[kcdc 2022] lessons from reviewing a very big pull request

Speaker: Patrick McVeety-Mill @pmcvtm and @loudandabrasive

For more, see the table of contents

PR Principles

PR is to merge code. Typically involves gate checks and review

  • well organized – code resonably grouped, scope is defined and right sized, mostly related changes (not so small that annoying, not so big it is difficult to review. keep side stuff to a minimum)
  • well documented – high level description, story of the approach, issue/ticket/doc reference
  • well considered – planned before opening, open for discussion pragmatic not dogmatic
  • well reviewed – thorough (high and low level), ode efficient and matches style, tested (functionality over all else)
  • have empathy – for author, reviewers, future readers of code, users of product

Context

  • Open source software provider
  • This PR came from a partner – large changes in the past with reasonable success. Semi-rotating cast of devs
  • This change wasn’t made by the same people who learned how to do things first ti
  • Semi-collaborative – weekly syncs, shared chat room
  • Initial plan was for smaller chunks but hard to enforce
  • Doing free work for company because partner
  • Wound up being 900 lines

How approach looking at

  • Accept your fate – mentally prepare
  • Assess the scene
    • look at high evel and plan process
    • web UI doesn’t help with hundreds of files git diff —name-status main gives a list of the files and status. Redirecting to a file gives all of them
    • Dump into a spreadsheet – can sort by change type (add/modify/delete/rename, project or file name)
  • Translate into a checklist – track as go through files. Can do in markdown or Excel.
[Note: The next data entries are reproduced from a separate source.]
PR #2284, opened 2021-03-18
Added SidebarPopup component for extra sidebar handling

avoinea:
- Custom Generic Sidebar outside Blocks scope.
- Extra configuration for widgets within SidebarPortal.

### DIFF
--- a/src/components/index.js
+++ b/src/components/index.js
@@ -93,6 +93,7 @@ export Messages from '@plone/volto/components/manage/Messages/Messages';
 export BlockChooser from '@plone/volto/components/manage/BlockChooser/BlockChooser';
 export Toolbar from '@plone/volto/components/manage/Toolbar/Toolbar';
 export Sidebar from '@plone/volto/components/manage/Sidebar/Sidebar';
+export SidebarPopup from '@plone/volto/components/manage/Sidebar/SidebarPopup';
 export SidebarPortal from '@plone/volto/components/manage/Sidebar/SidebarPortal';
 export PersonalTools from '@plone/volto/components/manage/Toolbar/PersonalTools';
 export More from '@plone/volto/components/manage/Toolbar/More';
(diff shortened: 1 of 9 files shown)


tiberiuichim (approved):
We might need a special doc chapter on things we include that are not directly used in Volto?

nileshgulia1 (approved):

src/components/index.js
```diff
@@ -93,6 +93,7 @@ export Messages from '@plone/volto/components/manage/Messages/Messages';
 export BlockChooser from '@plone/volto/components/manage/BlockChooser/BlockChooser';
 export Toolbar from '@plone/volto/components/manage/Toolbar/Toolbar';
 export Sidebar from '@plone/volto/components/manage/Sidebar/Sidebar';
+export SidebarPopup from '@plone/volto/components/manage/Sidebar/SidebarPopup';
```
tiberiuichim, line 96: I'm not sure we want this line. Would webpack drop this component from the bundle if we don't do this? In theory only addons that use this component would activate the inclusion of the module in the bundle.

tiberiuichim (changes requested):

tiberiuichim (approved):

src/components/manage/Sidebar/SidebarPopup.jsx
```diff
@@ -0,0 +1,46 @@
...
+        <aside
+          role="presentation"
+          onClick={(e) => {
+            e.stopPropagation();
+          }}
+          onKeyDown={(e) => {
+            e.stopPropagation();
+          }}
+          ref={ref}
+          key="sidebarpopup"
```
sneridagh, line 27: Now I see it here :)

sneridagh (approved):

sneridagh (approved):

PR #2288, opened 2021-03-22
as in Plone, hide controlpanel for users that are no 'Manager' or 'Si…

giuliaghisini:
…te Administrator'


src/components/manage/Toolbar/PersonalTools.jsx
```diff
@@ -143,12 +145,17 @@ class PersonalTools extends Component {
                 <Icon name={rightArrowSVG} size="24px" />
               </button>
             </li>
-            <li>
-              <Link to="/controlpanel">
-                <FormattedMessage id="Site Setup" defaultMessage="Site Setup" />
-                <Icon name={rightArrowSVG} size="24px" />
-              </Link>
-            </li>
+            {isControlpanelEnabled(this.props.user) && (
```
tiberiuichim, line 148: Maybe `isAdminUser` ?

giuliaghisini: Yes! It's better. I've updated the code

nzambello (approved):

cekk:
i think that we should start thinking about how to check user permissions and not roles with restapi, because we are missing a lot of Plone's power like this.

src/helpers/User/User.js
```diff
@@ -0,0 +1,16 @@
...
+ * Is admin user method.
+ * @method isAdminUser
+ * @returns {undefined}
+ */
+export function isAdminUser(user) {
+  return user?.roles
+    ? user.roles.includes('Site Administrator') ||
+        user.roles.includes('Manager')
+    : false;
+}
```
pnicolli, line 16:
```suggestion
import { intersection } from 'lodash/intersection';

/**
 * Checks if the user has one or more given roles.
 * @method userHasRoles
 * @returns {boolean}
 */
export function userHasRoles(user, roles = []) {
  return intersection(user?.roles ?? [], roles).length > 0;
}
```

How about a slightly different and more generic approach, like this for example? I can't decide whether I would prefer having a direct ``isAdminUser`` method or a more generic one, or maybe both.

PR #2290, opened 2021-03-23
Pluggable components

tiberiuichim:
WIP


sneridagh:
Love it...

sneridagh (approved):

sneridagh:
Some narrative docs would be great!

tiberiuichim:
@sneridagh I'll add narative docs.

Should we merge the slots with the "pluggables" implementation? It would simplify the story we tell.

The difference between slots and pluggables right now is:

- slots are more declarative, the "inserts" are declared as configuration (or they come from the content)
- the "pluggables" are more dynamic and short-lived in their nature, similar to the Portal components that we use. The pluggables might also be used as an extension mechanism that's not possible with slots. Each pluggable slot can process the "inserts" in any way it wants (not just rendering them), so they can be used as an adhoc mini-plugin framework.

sneridagh (approved):

package.json
```diff
@@ -9,7 +9,7 @@
     }
   ],
   "license": "MIT",
-  "version": "12.10.1",
+  "version": "12.8.0",
```
sneridagh, line 12: Watch out!

PR #3634, opened 2022-09-13
Undo `html_static_path` configuration in `plone/documentation`, and restore image and its referenced path in `plone/volto`.

stevepiercy:
I just realized I made a huge goof regarding the `html_static_path` configuration. Apparently you don't need to specify a path to copy images from submodules as long as they have a reference in the Markdown files. I failed to realize that Sphinx automagically copies images from submodules into `_build/_images` instead of `_build/_static` and writes the HTML to the appropriate directory. TIL.

This PR puts it all back to normal.

See https://github.com/plone/documentation/pull/1316


davisagli (approved):
Not sure I follow the overall change here, but it seems to work in the preview.

PR #3639, opened 2022-09-14
Fix workflow and display select in toolbar in case that the option sp…

sneridagh:
…ans several lines

image

image

### DIFF
--- a/src/components/manage/Display/Display.jsx
+++ b/src/components/manage/Display/Display.jsx
@@ -28,9 +28,9 @@ const Option = injectLazyLibs('reactSelect')((props) => {
     <Option {...props}>
       <div>{props.label}</div>
       {props.isFocused && !props.isSelected && (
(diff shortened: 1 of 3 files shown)


src/components/manage/Display/Display.jsx
```diff
@@ -101,6 +101,12 @@ const customSelectStyles = {
     ':active': {
       backgroundColor: null,
     },
+    span: {
+      flex: '0 0 auto',
+    },
+    svg: {
```
davisagli, line 107: @sneridagh Is this actually a CSS property, or a typo?

giuliaghisini (approved):

src/components/manage/Display/Display.jsx
sneridagh: `react-select` uses Emotion for inner styling. In Emotion you can actually do this, create inner selectors from the styling properties.

davisagli (approved):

Markdown lets you copy/paste into the response later
  • Look for smells – need to look at closely
    • R100 – means rename an no differences. (100% same.) Can be irectory rename or file name refactoring
    • Add/delete with similar names. Changed a lot.
    • Big chunks of adds – new features
    • ”C” s for copcying a file
    • At this point, leave feedback and ask to rename back to cut down the diff and can restore them in a follow up. This will make PR smaller
    • This got 900 file PR down to a 600 file PR
  • Disappear and review – look at each project/file. add/delete then changes.
    • git difftool -d main MyDir
    • Used BeyondCompare to see visual
    • Looking for critical differences
    • Quicky note format/style issues
    • Manually test related features before moving on
    • Don’t get stuck viewing diffs – want to understand big picture
    • Use diff tool most familiar with so not learning new tool while doing this. Your IDE may have a useful tool
    • If multiple commits, read comments to see journey
    • Use an IDE or tool that can highlight warnings – ex: unused code
    • track and note comments in your checklist
  • Give feedback
    • Be incremental – don’t wait til the end. Give feedback file by file/project by project. Can do in description with multiple posts.
    • Be specific and actionable list files/line numbers, allow author to indicate resolution, explain reasoning where can
    • For small PRs, comment inline during review (ex: GitHub). For super large PRs, crashed tab because so large. Gives top evel coment but reference the specific file names locations.
    • Prioritize with MoSCow – MUST do before merging, SHOULD do or create debt (task for later), COULD do to be nice, WON’T do even i we like (maybe an epic later). Also questions and comments.
    • Indicate nits. Still fix but clear what it is.
    • Compare against your notes to mae sure done
    • Saw ”when” – give tricky issues back to internal team. Can use epic/release branch. Can merge into there so not in main until fix everything.
    • Be diplomatic – remember everyone can see and don’t want to scare contributors away (free work, want to keep)
    • Don’t close PRs without comment

Timing

  • 1 month to merge to feature branch (1-2 weeks for first pass)
  • 2 months to finish all follow up issues

Preventative Measures

  • Formatting
    • pick a format and stick with it
    • setup auto-formatting
    • if strong arm, know it is annoying
    • report early rather than every instance
    • decide how important it is
    • .editorconfig files are cross language and cross-IDE
    • githooks
  • Repository Templates – placeholder text for PRs and issues to show what want
  • Automate checks and report back. Builds are for when code changes. Bots check things as time passes

Communication channels

  • PR interface good for tracking progress, leaving artifacts for others to look at, the original comments from squashing comits
  • PR interface not good for feature details, complex scenarios, brainstorming
  • Use shared issue tracking – just knowing the github issue is in progress for months isn’t helpful. Use a github board or trello
  • Get agreement on what PR will be
  • DIscuss offine and post result
  • Alternatives – Frequent pairing (still do PR at end), periodic review (ex: review monthly ”state of the union on the repo”), trust/testing/recovery (everyone merge to main)

My take

This was fun. It was very information heavy, but easy to follow. And I learned a few new techiques.